I Will Remember That: A Farewell to Telltale Games

By Ben Grandis

I awoke Saturday morning September 22nd, 2018 to devastating news. As I sipped coffee and scrolled through my news feed, I came across a story that made my blood run cold.  Telltale Games had laid off most of its staff and had cancelled all planned future releases. Despair overwhelmed me as I digested this information.

Telltale Games had been like a cool, artsy, and nerdy older brother to me in the gaming industry. They made art that blurred the line between video games and television shows. They opened up a new world of gaming for more casual players who didn’t have the free time or reflexes that many hardcore story-rich games demand. They provided fresh and interesting takes on some of the most popular franchises in modern media. But most importantly, they taught me to think critically of my own moral compass and how games can challenge our own ethics.

I am saddened to hear that Telltale’s demise was plagued by financial woes, mismanagement, an abusive work environment, and that its staff were fired without severance pay. I am also saddened that the fate of The Walking Dead: The Final Season may be in jeopardy and that the final two episodes may not see a release date.


Despite all this, I want to celebrate the joy Telltale gave us while it lasted. I want Telltale to be cherished and remembered by gamers so that their unique brand of storytelling can be carried on by future developers.

What Telltale did for video games was no small feat. At a time when the point and click adventure genre was beginning to fade away, Telltale bought it back from the dead (pun intended) with their well received take on The Walking Dead.

With difficult decisions, clever puzzles, and top-notch writing and voice acting, The Walking Dead made the over-saturated zombie game market surprisingly fresh and brainy (pun intended, again). No longer were gamers faced with the cliche of mowing down hordes of the undead with powerful weapons like in the popular Call of Duty: Zombies or Dead Rising franchises.

Instead, players were forced to face the more human side of the zombie apocalypse. We had to deal with the morally grey choices we must make with our fellow survivors when fighting for our lives and of those we love. By centering the narrative on new characters outside of the established The Walking Dead show and comics, the game raised the stakes by making the fate of each character always at risk. Players couldn’t rely on the source material to guess what would happen. It was only a way of setting up the world  and narrative rather than a road map for what would happen in the game.

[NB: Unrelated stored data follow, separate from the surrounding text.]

PR #15, opened 2022-07-27
Building a Tiny JS World

kovalov:
### Building a Tiny JS World

[Demo](https://kovalov.github.io/a-tiny-JS-world/) |
[Code base](https://github.com/kovalov/a-tiny-JS-world)

Please, review.

### DIFF
--- a/submissions/kovalov/js-pre-oop/index.js
+++ b/submissions/kovalov/js-pre-oop/index.js
@@ -1,0 +1,50 @@
+const dog = {
+  name: 'Patron',
+  gender: 'male',
+  species: 'dog',
+  legs: 4,
+  hands: 0,
+  saying: 'woof',
+};
+
+const cat = {
+  name: 'Murzyk',
+  gender: 'male',
+  species: 'cat',
+  legs: 4,
+  hands: 0,
+  saying: 'meow',
+};
+
+const woman = {
+  name: 'Anna',
+  gender: 'female',
+  species: 'human',
+  legs: 2,
+  hands: 2,
+  saying: 'hello',
+};
+
+const man = {
+  name: 'Joey',
+  gender: 'male',
+  species: 'human',
+  legs: 2,
+  hands: 2,
+  saying: 'How you doin?',
+};
+
+const catWoman = Object.create(cat);
+catWoman.name = 'Cat-woman';
+catWoman.species = 'human';
+catWoman.legs = 2;
+catWoman.hands = 2;
+
+const inhabitantsArray = [dog, cat, woman, man, catWoman];
+
+inhabitantsArray
+  .map(
+    (item) =>
+      `${item.species}; ${item.name}; ${item.gender}; ${item.legs}; ${item.hands}; ${item.saying}`
+  )
+  .forEach((message) => print(message));


submissions/kovalov/js-pre-oop/index.js
```diff
@@ -0,0 +1,50 @@
...
+  saying: 'How you doin?',
+};
+
+const catWoman = Object.create(cat);
+catWoman.name = 'Cat-woman';
+catWoman.species = 'human';
+catWoman.legs = 2;
+catWoman.hands = 2;
+
+const inhabitantsArray = [dog, cat, woman, man, catWoman];
```
artem-trubin, line 43: It is usually bad to specify data type of a value, `inhabitants` already implies plural, so array.

submissions/kovalov/js-pre-oop/index.js
```diff
@@ -0,0 +1,50 @@
...
+
+inhabitantsArray
+  .map(
+    (item) =>
+      `${item.species}; ${item.name}; ${item.gender}; ${item.legs}; ${item.hands}; ${item.saying}`
```
artem-trubin, line 48: Can you make it even better by somehow using a high order array function?

submissions/kovalov/js-pre-oop/index.js
```diff
@@ -0,0 +1,50 @@
...
+  )
+  .forEach((message) => print(message));
```
artem-trubin, line 50: Couldn't you just skip a `map` method and go for the `forEach` straightaway?

submissions/kovalov/js-pre-oop/index.js
```diff
@@ -0,0 +1,50 @@
...
+const man = {
+  name: 'Joey',
+  gender: 'male',
+  species: 'human',
+  legs: 2,
+  hands: 2,
+  saying: 'How you doin?',
+};
+
+const catWoman = Object.create(cat);
```
artem-trubin, line 37: Is it fine that your cat-woman is a male?

artem-trubin (commented):
Nice job! Now let's make it even better together!

submissions/kovalov/js-pre-oop/index.js
kovalov: Should it look like that:
`function fn(arr, callback) {
   return function(){
         callback(arr);
      }
}`
?

kovalov: Completed

submissions/kovalov/js-pre-oop/index.js
```diff
@@ -0,0 +1,46 @@
...
+catWoman.name = 'Cat-woman';
+catWoman.species = 'human';
+catWoman.gender = 'female';
+catWoman.legs = 2;
+catWoman.hands = 2;
+
+const inhabitants = [dog, cat, woman, man, catWoman];
+
+inhabitants.forEach((item) => print(Object.values(item).join('; ')));
```
OleksiyRudenko, line 46: Well done.

Note that (a) `Object` methods doesn't guarantee a particular order of keys or values and (b) other contributors to your project may define new objects' props in a different order (and you may miss this during code review), also (c) project may require adding "private" properties to the objects, so the recommended approach is to list required properties explicitly in  use cases like this one.

It's not a hard requirement in this particular task but you may want to accept this small challenge to develop a proper habit.

OleksiyRudenko (commented):
Good job! Check the comment below to see if you want to adopt a useful pattern.

submissions/kovalov/js-pre-oop/index.js
kovalov: Updated. Please review.

submissions/kovalov/js-pre-oop/index.js
```diff
@@ -1,45 +1,52 @@
...
+const keys = ['species', 'name', 'gender', 'legs', 'hands', 'saying'];
+
+const details = inhabitants.map((item) => {
+  return keys.map((key) => item[key]);
+});
 
-inhabitants
-  .map((item) => Array.from(item.values()))
-  .forEach((item) => print(item.join('; ')));
+details.forEach((item) => print(item.join('; ')));
```
OleksiyRudenko, line 52: ### 1. Arrow functions and chaining

If an arrow's function is a one-liner then you may skip `return` keyword and curly brackets.
If arrow function has a single argument then parentheses can be omitted.

Compare
```
const details = inhabitants.map((item) => {
  return keys.map((key) => item[key]);
});

const details = inhabitants.map(item => keys.map(key => item[key]));
```
Definitely, if you have more nesting levels in your callbacks you will want to split the line into several lines for readability or even split into several independent expressions (just like you've done).
Having no extra keywords like `return` and unnecessary brackets will improve readability.
```
const details =  inhabitants.map((item) => {
  return keys.map((key) => item[key]);
});

const details = inhabitants.map(item =>
  keys.map(key => item[key])
);

// or
const details = inhabitants.map(
  item => keys.map(key => item[key])
);

// or
const details = inhabitants.map(
  item => keys.map(key => item[key]).join("; ") 
  // with `.join` each entry in `details` array represents a ready made presentation string
); // here you may chain `.forEach` and wouldn't need `details` variable
```
Linter will help you to format code for better readability but will unlikely refactor the code to have no `return` statements.

### 2. Naming

Avoid generic, unrelated to code business domain terms and words when naming variables and functions/methods, whenever you implement a specific business logic. Generics are OK when we design a multipurpose functions or library/SDK.

Imagine, your codebase is split into fragments - a method, or function, or declaration are each in their own file.

So reading a specific file must tell the reader what is going on there, provided they know general context of the task.

Variable names
- `dog`, `cat` etc - good, clear what/who an object represents;
- `inhabitants` - good, clearly understandable what to expect to see inside: a collection of world innhabitans;
- `keys` - too generic; we **know** it contains a list of an inhabitant's properties; it would be better if it **told** the reader this, e.g. **inhabitantPropertyNames**;
- `key` - too generic; what is it? an inhabitant's prop name? tell this;
- `item` - too generic; what specifically a callback receives? is it an inhabitant or an inhabitant's details? tell this;

Don't save characters or typing effort on naming. Luckily, IDE offers autoco,pletion once a variable defined.

OleksiyRudenko (approved):
Great job!

The comments below do not require any implementation. I am good.

Make sure other reviewers' comments, suggestions and questions are addressed.

kovalov:
Please review the final state of repo and comment (or merge).

artem-trubin:
May I ask you why did you change the way catwoman is created? Task states that catwoman should copy what cat says, even if we change what cat says in the process. You previous implementation allowed that, now you're only copying the initial value. Changes to cat won't transfer to catwoman now.

kovalov:
> May I ask you why did you change the way catwoman is created? Task states that catwoman should copy what cat says, even if we change what cat says in the process. You previous implementation allowed that, now you're only copying the initial value. Changes to cat won't transfer to catwoman now.

My fault. Have tried to make it simpler.
Have amended naming and and added prototype.

PR #18, opened 2022-07-27
task-dom

maximmorenko:
### task-dom

[Demo](https://maximmorenko.github.io/kottans-frontend-dom) |
[Code base](https://github.com/maximmorenko/kottans-frontend-dom)

### DIFF
--- a/submissions/morenko/dom/index.html
+++ b/submissions/morenko/dom/index.html
@@ -1,0 +1,46 @@
+<!DOCTYPE html>
+<html>
+  <head>
+    <link rel="stylesheet" href="src/styles.css">
+    <title>facts</title>
+    <meta charset="UTF-8" />
+  </head>
+  <body>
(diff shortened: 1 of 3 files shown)


artem-trubin:
H! Let's make some changes.

First of all, your site doesn't work well with small screens. Adaptivity is always required at this point.
image

Secondly, your buttons have strange hitboxes. I believe they only work if user clicks on text, not on the button itself. It is confusing, fix please.

Another thing that I see - you reach out to DOM methods like `querySelector` A LOT. These are expensive and if you have an element that is going to be present on the page and not deleted, you can just use `querySelector` for it once and store in in a constant. It will work like a link and you won't have to reach out to it every time you need it.

By the way, using keyboard to navigate the menu doesn't work. You know how to do this already, please implement it here.

And please check my comments before this message.

PR #29, opened 2022-07-28
Vlad dom

Pozzitive11:
### dom-js

[Demo](https://pozzitive11.github.io/dom-js/) |
[Code base](https://github.com/Pozzitive11/dom-js)

Please, review.


submissions/pozzitive11/vlad-js-dom/script.js
```diff
@@ -0,0 +1,93 @@
...
+
+const createBtn = (name, img, id) => {
+  return `<li class ="nav__item">
+            <button class="nav__btn" id="${id}" style="background-image: url(${img});">${name}</button>
+          </li>`;
+};
+
+function createNavList(photos) {
+  let btns = photos.map(({ name, img, id }) => createBtn(name, img, id));
+  let navList = document.querySelector(".nav__list");
```
artem-trubin, line 54: `const navList` and `const btns`

submissions/pozzitive11/vlad-js-dom/script.js
```diff
@@ -0,0 +1,93 @@
...
+
+// Create btns
+
+const createBtn = (name, img, id) => {
+  return `<li class ="nav__item">
+            <button class="nav__btn" id="${id}" style="background-image: url(${img});">${name}</button>
+          </li>`;
+};
+
+function createNavList(photos) {
```
artem-trubin, line 52: Is there a reasong for this function to exist? It seems like the only time you use it is right after you define it and that's it.

submissions/pozzitive11/vlad-js-dom/script.js
```diff
@@ -0,0 +1,93 @@
...
+
+const fillContent = (item) => {
+  img.innerHTML = `<img class="photo-img" src="${item.img}" alt="${item.name}" />`;
+  nameImg.textContent = item.name;
+  creator.textContent = item.creator;
+  description.textContent = item.description;
+};
+fillContent(photos[0]);
+
+const navList = document.querySelector(".nav__list");
```
artem-trubin, line 74: You already got `navList` in the function `createNavList`. If you could just place `createNavList` code outside the function scope, you would already have this variable.

submissions/pozzitive11/vlad-js-dom/script.js
```diff
@@ -0,0 +1,93 @@
...
+
+navList.addEventListener("click", (event) => {
```
artem-trubin, line 76: You are not using `event` anywhere except the next line, it makes sence to desctruct it and just get `{target}` as a function argument.

submissions/pozzitive11/vlad-js-dom/script.js
```diff
@@ -0,0 +1,93 @@
...
+  const target = event.target;
+  if (target && target.classList.contains("nav__btn")) {
+    let photoId = target.id;
+    let photoItem = photos.find((item) => item.id === photoId);
```
artem-trubin, line 80: `const`

artem-trubin (commented):
Hi! Nice work!

There is a little problem with mobile view - hamburger menu button overlaps with header (see screenshot). It would be nice to move some thing around, so they are placed better.

image

Also, check comments below.

submissions/pozzitive11/vlad-js-dom/script.js
Pozzitive11: i.e. do like this?
image

artem-trubin: What I meant is that you can recieve `{ target }` in the functions arguments, instead of `event`. This will extract `target` value from the incoming `event` argument and establish it as local value. You will not need to use `event.target` each time you need it after these changes.

Pozzitive11: done 😃

submissions/pozzitive11/vlad-js-dom/index.html
```diff
@@ -0,0 +1,55 @@
...
+          </ul>
+        </aside>
+
+        <div class="content">
+          <figure class="photo">
+            <div class="photo__img">
+              <img class="photo-img" src="img/mystical-mountain.jpg" alt="">
+            </div>
+            <figcaption>
+              <div class="photo__name"></div>
```
artem-trubin, line 39: This probably should be a `h2` tag with a page title, not a photo description.

artem-trubin:
Well done!

PR #35, opened 2022-07-30
tiny-js-world

AntonKottans:
Building a Tiny JS World

[Demo](https://antonkottans.github.io/a-tiny-JS-world/) |
[Code base](https://github.com/AntonKottans/a-tiny-JS-world)

Please, review.


artem-trubin (commented):
Brilliant!

There is one problem, though. Task states "cat-woman should magically always tell what cat does". In your current implementation if we change cat's saying, catwoman's one will not change.

artem-trubin:
Clever thinking!

PR #36, opened 2022-07-30
a-tiny-JS-world

Eugene-CG:
### a-tiny-JS-world

[Demo](https://eugene-cg.github.io/a-tiny-JS-world/)
[Code base](https://github.com/Eugene-CG/a-tiny-JS-world)

Please, review.


submissions/Eugene-CG/a-tiny-JS-world/index.js
```diff
@@ -0,0 +1,81 @@
...
+  hands: 2,
+  saying: "Nice to meet you",
+};
+const catWoman = {
+  species: "Dream",
+  name: "Noone",
+  gender: "female",
+  legs: 2,
+  hands: 2,
+  saying: cat.saying,
```
artem-trubin, line 49: Here you are only copying the initial value of the `cat.saying`. You have to figure out some way to connect those values, so that if you change `cat.saying`, `catWoman.saying` changes as well.

submissions/Eugene-CG/a-tiny-JS-world/index.js
```diff
@@ -0,0 +1,81 @@
...
+};
+const arr = [cat, dog, man, woman, catWoman];
```
artem-trubin, line 51: Avoid using data types in the name of the variable. It is a clear indicator that your variable name isn't as obvious as it should be. Let's take this one for example. `arr` of what? If you use this variable outside this code somewhere, would you be able to understand what data is inside? Let's replace it with something like `inhabitants`. This gives you and understanding of what data is there and the fact that this is plural suggests that this is an array as well.

submissions/Eugene-CG/a-tiny-JS-world/index.js
```diff
@@ -0,0 +1,81 @@
...
+let string = [];
```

This fascinating format for storytelling was a hallmark of their following titles. Each one found new and creative ways to improve on the existing formula, while still staying true to their “interactive movie” roots. Telltale was bringing Hollywood magic to video games like never before.

However, consistent commitment to this style would ultimately lend to their downfall. With the high costs of licensing fees for each franchise they adapted, Telltale’s sales struggled to maintain a meaningful profit to recoup these expenses. Had they taken more creative risks and made original stories outside of preexisting franchises or tried out more variation in game genres, they very well may have survived as a studio.

But there is hope for the future of cinematic episodic gaming. Netflix is carrying on its work with the remaining Telltale staff to release Mine Craft – Story Mode to its millions of subscribers, while also taking its first forray into a “choose your own adventure episode” in the upcoming fifth season of Black Mirror. With such a powerful streaming juggernaut pushing for this kind of storytelling, who would have guessed that the potential savior of Telltale-style games would come from outside the gaming industry?


Whatever may come, I give thanks to everyone at Telltale Games who put their blood, sweat and tears into making such incredible games. You all deserve better than this terrible situation. I am grateful for all the emotional, clever, and occasionally heartbreaking stories you have shared with us. This moment in time may signal the end of your season, but I choose to believe in the future of gaming you have built through your work. And I will always remember that.